Material provided START

PR #679, opened 2015-07-24
Use standard AREL for AR42 with H2/HSQLDB

donv:
H2/HSQLDB support standard LIMIT and OFFSET now.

Material provided END

▶ [Work request]:
Return the listing verbatim.

▶ [Written answer]:
PR #679, opened 2015-07-24
Use standard AREL for AR42 with H2/HSQLDB

donv:
H2/HSQLDB support standard LIMIT and OFFSET now.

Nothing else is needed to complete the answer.